Saved entries
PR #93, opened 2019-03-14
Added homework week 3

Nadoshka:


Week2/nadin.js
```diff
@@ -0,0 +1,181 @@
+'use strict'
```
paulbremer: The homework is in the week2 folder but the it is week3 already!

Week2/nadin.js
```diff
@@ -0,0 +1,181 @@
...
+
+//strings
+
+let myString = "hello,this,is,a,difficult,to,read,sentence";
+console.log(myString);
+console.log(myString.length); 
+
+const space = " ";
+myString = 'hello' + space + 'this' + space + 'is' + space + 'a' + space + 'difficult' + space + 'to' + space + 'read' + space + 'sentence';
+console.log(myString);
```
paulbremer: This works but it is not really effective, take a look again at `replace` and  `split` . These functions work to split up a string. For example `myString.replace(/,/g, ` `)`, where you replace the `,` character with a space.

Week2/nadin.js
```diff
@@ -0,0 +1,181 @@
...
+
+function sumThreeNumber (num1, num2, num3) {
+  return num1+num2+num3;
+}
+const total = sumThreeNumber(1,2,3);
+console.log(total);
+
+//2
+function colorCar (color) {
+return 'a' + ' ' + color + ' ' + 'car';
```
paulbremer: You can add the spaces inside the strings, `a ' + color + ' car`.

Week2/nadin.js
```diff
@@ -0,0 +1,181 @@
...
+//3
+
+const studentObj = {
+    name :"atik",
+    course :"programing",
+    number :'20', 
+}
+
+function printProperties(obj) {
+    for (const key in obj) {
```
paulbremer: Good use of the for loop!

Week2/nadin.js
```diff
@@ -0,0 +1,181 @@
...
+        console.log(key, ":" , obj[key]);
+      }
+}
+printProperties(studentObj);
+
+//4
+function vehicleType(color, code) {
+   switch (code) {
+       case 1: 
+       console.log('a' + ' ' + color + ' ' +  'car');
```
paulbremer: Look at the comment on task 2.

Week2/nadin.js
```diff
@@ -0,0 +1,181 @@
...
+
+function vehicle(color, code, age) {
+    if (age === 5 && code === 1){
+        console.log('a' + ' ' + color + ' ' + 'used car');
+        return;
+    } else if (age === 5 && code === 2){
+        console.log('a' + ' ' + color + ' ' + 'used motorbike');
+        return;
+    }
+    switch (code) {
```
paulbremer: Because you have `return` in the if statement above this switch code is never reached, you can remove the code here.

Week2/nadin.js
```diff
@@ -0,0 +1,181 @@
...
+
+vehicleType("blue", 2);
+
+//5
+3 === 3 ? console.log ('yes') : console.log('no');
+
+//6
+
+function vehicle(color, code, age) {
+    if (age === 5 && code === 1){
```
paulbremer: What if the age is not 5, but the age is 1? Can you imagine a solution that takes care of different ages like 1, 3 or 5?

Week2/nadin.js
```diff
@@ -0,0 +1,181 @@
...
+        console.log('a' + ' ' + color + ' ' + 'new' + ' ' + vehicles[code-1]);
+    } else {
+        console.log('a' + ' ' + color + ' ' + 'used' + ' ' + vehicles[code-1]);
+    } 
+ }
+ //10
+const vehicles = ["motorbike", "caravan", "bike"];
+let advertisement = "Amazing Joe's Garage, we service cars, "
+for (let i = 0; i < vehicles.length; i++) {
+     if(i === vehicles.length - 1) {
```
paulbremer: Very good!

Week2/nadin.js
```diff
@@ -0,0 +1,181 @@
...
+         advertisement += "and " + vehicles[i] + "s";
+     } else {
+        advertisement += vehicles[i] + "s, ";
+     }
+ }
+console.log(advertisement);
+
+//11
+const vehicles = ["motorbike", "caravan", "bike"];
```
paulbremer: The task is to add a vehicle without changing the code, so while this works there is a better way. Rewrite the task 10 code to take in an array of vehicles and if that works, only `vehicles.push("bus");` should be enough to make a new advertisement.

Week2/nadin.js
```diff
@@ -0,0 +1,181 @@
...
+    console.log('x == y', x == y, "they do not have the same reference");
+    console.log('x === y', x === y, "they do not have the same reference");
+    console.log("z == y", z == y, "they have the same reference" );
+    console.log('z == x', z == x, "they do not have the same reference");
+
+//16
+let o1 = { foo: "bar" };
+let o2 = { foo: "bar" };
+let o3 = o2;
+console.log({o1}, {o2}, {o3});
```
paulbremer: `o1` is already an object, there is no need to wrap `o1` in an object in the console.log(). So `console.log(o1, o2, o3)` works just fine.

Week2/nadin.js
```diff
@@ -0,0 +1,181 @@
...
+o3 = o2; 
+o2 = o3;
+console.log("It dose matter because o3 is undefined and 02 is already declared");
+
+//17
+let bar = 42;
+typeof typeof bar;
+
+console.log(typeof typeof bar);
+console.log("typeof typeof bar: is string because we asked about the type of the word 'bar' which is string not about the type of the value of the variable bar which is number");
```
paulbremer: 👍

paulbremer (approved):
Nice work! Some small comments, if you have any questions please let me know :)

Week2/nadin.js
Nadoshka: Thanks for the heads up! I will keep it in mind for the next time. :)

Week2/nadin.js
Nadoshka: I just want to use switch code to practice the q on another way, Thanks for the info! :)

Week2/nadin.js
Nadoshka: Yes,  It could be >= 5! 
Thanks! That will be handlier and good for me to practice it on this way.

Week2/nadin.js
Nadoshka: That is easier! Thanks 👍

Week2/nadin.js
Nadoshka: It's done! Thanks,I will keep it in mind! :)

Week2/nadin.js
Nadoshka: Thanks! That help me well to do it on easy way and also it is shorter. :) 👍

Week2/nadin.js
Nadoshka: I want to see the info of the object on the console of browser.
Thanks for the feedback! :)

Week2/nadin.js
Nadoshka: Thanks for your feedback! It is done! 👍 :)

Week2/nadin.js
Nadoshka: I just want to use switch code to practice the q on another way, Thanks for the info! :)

WHAT YOU WILL DO:
Determine how many lines of the data above contain the string "hello", and answer with the number only.

EXERCISE OUTPUT:
2